[Collected data]
:::::

PR #153, opened 2026-06-07
Improve sidebar session list

grf53:
## Changes

- **`GET /sessions` now accepts `?origin=user|automation`** — the repository list
  queries filter by origin, so each surface fetches only the sessions it renders.
- **Sidebar / sessions overlay / project cards** switch to `['sessions', slug, 'user']`
  with the server-side `origin=user` filter, dropping client-side `origin` filtering.
- **Unread badge updates in place**: on session entry the selected session's
  `unreadCount` is zeroed directly via `setQueriesData` instead of invalidating
  (and refetching) every cached session list.
- **"Mark as read" in the sidebar session menu** — `POST /sessions/{id}/read`
  marks a session read without fetching history (reusing the existing
  `mark_session_read` repository call), and the badge is zeroed in place via the
  same `setQueriesData` path.

## Notes

- Existing `['sessions', slug]` prefix invalidations (create/delete/duplicate/run-done)
  still match the new origin-suffixed keys.

## Test plan

- [x] `cargo test` — including new `list_sessions_filters_by_origin`
  (user/automation/no filter/invalid → 400)
- [x] `tsc --noEmit`

### DIFF
--- a/app/src/routes/_app.projects.$projectSlug.sessions.$sessionPrefix.tsx
+++ b/app/src/routes/_app.projects.$projectSlug.sessions.$sessionPrefix.tsx
@@ -204,9 +204,14 @@ function SessionPage() {
   // instead of refetching whole lists on each session entry.
   useEffect(() => {
     if (history.isSuccess && sessionId) {
+      void queryClient.cancelQueries({ queryKey: ['sessions', projectSlug] });
       queryClient.setQueriesData<Session[]>({ queryKey: ['sessions', projectSlug] }, (old) => {
         if (!old?.some((s) => s.id === sessionId && s.unreadCount > 0)) return old;
         return old.map((s) => (s.id === sessionId ? { ...s, unreadCount: 0 } : s));
+      });
+      void queryClient.invalidateQueries({
+        queryKey: ['sessions', projectSlug],
+        refetchType: 'none',
       });
     }
   }, [history.isSuccess, history.dataUpdatedAt, projectSlug, sessionId, queryClient]);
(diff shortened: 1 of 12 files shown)


app/src/routes/_app.projects.$projectSlug.sessions.$sessionPrefix.tsx
```diff
@@ -199,12 +199,17 @@ function SessionPage() {
...
+  // session's unread badge directly in every cached session list (any origin filter)
+  // instead of refetching whole lists on each session entry.
   useEffect(() => {
-    if (history.isSuccess) {
-      void queryClient.invalidateQueries({ queryKey: ['sessions', projectSlug] });
+    if (history.isSuccess && sessionId) {
+      queryClient.setQueriesData<Session[]>({ queryKey: ['sessions', projectSlug] }, (old) => {
+        if (!old?.some((s) => s.id === sessionId && s.unreadCount > 0)) return old;
+        return old.map((s) => (s.id === sessionId ? { ...s, unreadCount: 0 } : s));
+      });
```
khj809, line 211: Considering the case when `mark_session_read()` has been failed on backend, suggest to mark stale so the next background refetch reconciles if it silently failed.
Also suggest to cancel in-flight queries in advance, so the result cannot be overwritten by the previous unreadCount.


```suggestion
      void queryClient.cancelQueries({ queryKey: ['sessions', projectSlug] });
      queryClient.setQueriesData<Session[]>({ queryKey: ['sessions', projectSlug] }, (old) => {
        if (!old?.some((s) => s.id === sessionId && s.unreadCount > 0)) return old;
        return old.map((s) => (s.id === sessionId ? { ...s, unreadCount: 0 } : s));
      });
      void queryClient.invalidateQueries({
        queryKey: ['sessions', projectSlug],
        refetchType: 'none',
      });
```

khj809 (approved):
LGTM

:::::

#### What you need to do:
Could you find every line in the records above that has the string "projectSlug" and copy it?

#### Task result:
--- a/app/src/routes/_app.projects.$projectSlug.sessions.$sessionPrefix.tsx
+++ b/app/src/routes/_app.projects.$projectSlug.sessions.$sessionPrefix.tsx
+      void queryClient.cancelQueries({ queryKey: ['sessions', projectSlug] });
       queryClient.setQueriesData<Session[]>({ queryKey: ['sessions', projectSlug] }, (old) => {
+        queryKey: ['sessions', projectSlug],
   }, [history.isSuccess, history.dataUpdatedAt, projectSlug, sessionId, queryClient]);
app/src/routes/_app.projects.$projectSlug.sessions.$sessionPrefix.tsx
-      void queryClient.invalidateQueries({ queryKey: ['sessions', projectSlug] });
+      queryClient.setQueriesData<Session[]>({ queryKey: ['sessions', projectSlug] }, (old) => {
      void queryClient.cancelQueries({ queryKey: ['sessions', projectSlug] });
      queryClient.setQueriesData<Session[]>({ queryKey: ['sessions', projectSlug] }, (old) => {
        queryKey: ['sessions', projectSlug],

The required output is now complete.